To test your installation, run a CG solver on a Laplacian matrix:



```bash

cd rocALUTION; cd build

wget ftp://math.nist.gov/pub/MatrixMarket2/Harwell-Boeing/laplace/gr_30_30.mtx.gz

gzip -d gr_30_30.mtx.gz

./clients/staging/cg gr_30_30.mtx

```



## General information



rocALUTION is based on a generic and robust design that allows expansion in the direction of new

solvers and preconditioners with support for various hardware types. The library's design allows the

use of all solvers as preconditioners in other solvers. For example, you can define a CG solver with a

multi-elimination preconditioner, in which the last-block is preconditioned with another Chebyshev

iteration method that itself is preconditioned with a multi-colored symmetric Gauss-Seidel scheme.



### Iterative solvers



* Fixed-point iteration schemes: Jacobi, (Symmetric) Gauss-Seidel, SOR, SSOR

* Krylov subspace methods: CR, CG, BiCGStab, BiCGStab(*l*), GMRES, IDR, QMRCGSTAB,

  Flexible CG/GMRES

* Mixed-precision defect correction scheme

* Chebyshev iteration scheme

* Multigrid: Geometric and algebraic



### Preconditioners



* Matrix splitting schemes: Jacobi, (multi-colored) (symmetric) Gauss-Seidel, SOR, SSOR

* Factorization schemes: ILU(*0*), ILU(*p*) (based on levels), ILU(*p,q*) (power(*q*)-pattern method),

  multi-elimination ILU (nested/recursive), ILUT (based on threshold), IC(*0*)

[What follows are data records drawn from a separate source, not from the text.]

PR #44, opened 2020-07-23
Add <CodeBlock />

### LINKED ISSUE #21: Add the <CodeBlock /> component
Both the developer site and the open source site have code blocks rendered on various pages. Let's add the implementation from the [developer site](https://github.com/newrelic/developer-website/blob/main/src/components/CodeBlock.js).

jerelmiller:
Closes #21 

## Description

Adds the `<CodeBlock />` and `<MDXCodeBlock />` component. This uses the implementation from the developer site, which includes line numbers, line highlighting, live previews, etc.

## Screenshots

Screen Shot 2020-07-23 at 4 03 06 PM


packages/gatsby-theme-newrelic/src/components/CodeEditor.js
```diff
@@ -0,0 +1,56 @@
...
+import PropTypes from 'prop-types';
+import { ClassNames } from '@emotion/core';
+import Editor from 'react-simple-code-editor';
+import CodeHighlight from './CodeHighlight';
+
+const CodeEditor = ({ value, language, lineNumbers, onChange }) => {
+  const lineNumberWidth = value.trim().split('\n').length.toString().length;
+
+  return (
+    <ClassNames>
```
LizBaker, line 11: ooh I didn't know this was an option with emotion, interesting

jerelmiller: Its only really needed in 1 case. The `css` API expects you to be adding it to the `className` prop to work its compile-time magic. In this case, I needed the apply the class name to a [`textareaClassName`](https://github.com/newrelic/gatsby-theme-newrelic/pull/44/files#diff-cc5dba3515fd332c99ba16b61136dd3dR32), so this utility is provided to be able to make the `css` function return a stringified classname that I can pass to other props. 

Its rare you'll need this, but good to know it exists 🙂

* Approximate Inverses: Chebyshev matrix-valued polynomial, SPAI, FSAI, TNS

* Diagonal-based preconditioner for Saddle-point problems

* Block-type of sub-preconditioners/solvers

* Additive Schwarz (restricted)

* Variable type of preconditioners



### Sparse matrix formats



* Compressed Sparse Row (CSR)

* Modified Compressed Sparse Row (MCSR)

* Dense (DENSE)

* Coordinate (COO)

* ELL

* Diagonal (DIA)

* Hybrid ELL+COO (HYB)



## Portability



All code based on rocALUTION is portable and hardware-independent. It compiles and runs on any

supported platform. All solvers and preconditioners are based on a single source code implementation

that delivers portable results across all backends (note that variations are possible due to different

hardware rounding modes). The only visible difference between hardware is performance variation.